Listed records:
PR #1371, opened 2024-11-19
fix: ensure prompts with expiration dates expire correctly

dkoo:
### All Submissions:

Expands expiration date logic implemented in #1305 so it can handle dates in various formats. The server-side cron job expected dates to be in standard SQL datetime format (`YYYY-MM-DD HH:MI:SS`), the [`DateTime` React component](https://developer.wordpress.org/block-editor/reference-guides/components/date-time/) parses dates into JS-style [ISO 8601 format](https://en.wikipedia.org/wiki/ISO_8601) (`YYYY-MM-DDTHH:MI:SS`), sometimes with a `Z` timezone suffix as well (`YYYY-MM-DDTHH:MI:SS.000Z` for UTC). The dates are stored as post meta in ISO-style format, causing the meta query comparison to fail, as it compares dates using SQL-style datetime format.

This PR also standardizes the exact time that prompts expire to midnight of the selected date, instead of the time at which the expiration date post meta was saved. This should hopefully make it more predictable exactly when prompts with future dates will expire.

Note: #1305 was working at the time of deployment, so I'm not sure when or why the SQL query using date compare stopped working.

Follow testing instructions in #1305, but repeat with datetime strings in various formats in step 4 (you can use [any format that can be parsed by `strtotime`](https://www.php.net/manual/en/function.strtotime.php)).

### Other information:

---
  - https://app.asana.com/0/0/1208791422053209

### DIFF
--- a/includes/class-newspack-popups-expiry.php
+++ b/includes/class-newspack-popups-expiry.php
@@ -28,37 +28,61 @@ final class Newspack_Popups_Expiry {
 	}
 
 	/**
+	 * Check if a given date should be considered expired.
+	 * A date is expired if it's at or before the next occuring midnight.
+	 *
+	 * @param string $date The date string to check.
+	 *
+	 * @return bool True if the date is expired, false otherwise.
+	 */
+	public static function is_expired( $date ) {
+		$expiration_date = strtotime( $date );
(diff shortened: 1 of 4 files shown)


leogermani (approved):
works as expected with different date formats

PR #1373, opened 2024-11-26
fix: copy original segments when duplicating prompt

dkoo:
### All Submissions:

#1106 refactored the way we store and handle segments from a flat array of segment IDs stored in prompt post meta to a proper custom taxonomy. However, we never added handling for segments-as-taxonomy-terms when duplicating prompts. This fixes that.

Your assignment:
Count how many lines of the records hold the string "when"; the answer is that number alone.

Solution for this task:
4